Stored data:
----------------------------------------

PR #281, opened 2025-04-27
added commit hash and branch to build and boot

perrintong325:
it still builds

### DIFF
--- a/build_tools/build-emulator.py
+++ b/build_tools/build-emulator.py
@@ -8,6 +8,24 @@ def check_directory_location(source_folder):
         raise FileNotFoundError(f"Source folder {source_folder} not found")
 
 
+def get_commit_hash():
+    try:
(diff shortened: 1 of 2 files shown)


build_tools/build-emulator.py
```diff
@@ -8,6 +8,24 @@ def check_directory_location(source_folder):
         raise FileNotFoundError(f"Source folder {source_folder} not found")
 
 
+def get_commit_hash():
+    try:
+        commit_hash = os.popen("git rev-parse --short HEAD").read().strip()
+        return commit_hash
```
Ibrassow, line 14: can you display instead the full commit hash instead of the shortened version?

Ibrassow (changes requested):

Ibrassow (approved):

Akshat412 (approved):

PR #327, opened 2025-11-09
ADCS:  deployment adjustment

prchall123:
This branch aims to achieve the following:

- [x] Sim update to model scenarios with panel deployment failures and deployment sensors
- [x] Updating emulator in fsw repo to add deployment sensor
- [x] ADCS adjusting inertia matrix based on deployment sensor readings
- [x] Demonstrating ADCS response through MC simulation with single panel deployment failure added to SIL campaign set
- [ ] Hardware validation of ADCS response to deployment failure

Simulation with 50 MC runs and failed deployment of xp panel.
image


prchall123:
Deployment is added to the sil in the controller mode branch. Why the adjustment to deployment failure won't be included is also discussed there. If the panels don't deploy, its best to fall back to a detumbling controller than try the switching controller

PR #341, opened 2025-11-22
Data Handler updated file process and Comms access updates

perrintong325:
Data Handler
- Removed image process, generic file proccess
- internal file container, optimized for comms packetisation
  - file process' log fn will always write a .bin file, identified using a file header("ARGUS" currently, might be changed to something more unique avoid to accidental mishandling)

----------------------------------------

WORK REQUIRED:
All entries above must be reproduced without a single change.

OUTPUT FOR THIS TASK:
PR #281, opened 2025-04-27
added commit hash and branch to build and boot

perrintong325:
it still builds

### DIFF
--- a/build_tools/build-emulator.py
+++ b/build_tools/build-emulator.py
@@ -8,6 +8,24 @@ def check_directory_location(source_folder):
         raise FileNotFoundError(f"Source folder {source_folder} not found")
 
 
+def get_commit_hash():
+    try:
(diff shortened: 1 of 2 files shown)


build_tools/build-emulator.py
```diff
@@ -8,6 +8,24 @@ def check_directory_location(source_folder):
         raise FileNotFoundError(f"Source folder {source_folder} not found")
 
 
+def get_commit_hash():
+    try:
+        commit_hash = os.popen("git rev-parse --short HEAD").read().strip()
+        return commit_hash
```
Ibrassow, line 14: can you display instead the full commit hash instead of the shortened version?

Ibrassow (changes requested):

Ibrassow (approved):

Akshat412 (approved):

PR #327, opened 2025-11-09
ADCS:  deployment adjustment

prchall123:
This branch aims to achieve the following:

- [x] Sim update to model scenarios with panel deployment failures and deployment sensors
- [x] Updating emulator in fsw repo to add deployment sensor
- [x] ADCS adjusting inertia matrix based on deployment sensor readings
- [x] Demonstrating ADCS response through MC simulation with single panel deployment failure added to SIL campaign set
- [ ] Hardware validation of ADCS response to deployment failure

Simulation with 50 MC runs and failed deployment of xp panel.
image


prchall123:
Deployment is added to the sil in the controller mode branch. Why the adjustment to deployment failure won't be included is also discussed there. If the panels don't deploy, its best to fall back to a detumbling controller than try the switching controller

PR #341, opened 2025-11-22
Data Handler updated file process and Comms access updates

perrintong325:
Data Handler
- Removed image process, generic file proccess
- internal file container, optimized for comms packetisation
  - file process' log fn will always write a .bin file, identified using a file header("ARGUS" currently, might be changed to something more unique avoid to accidental mishandling)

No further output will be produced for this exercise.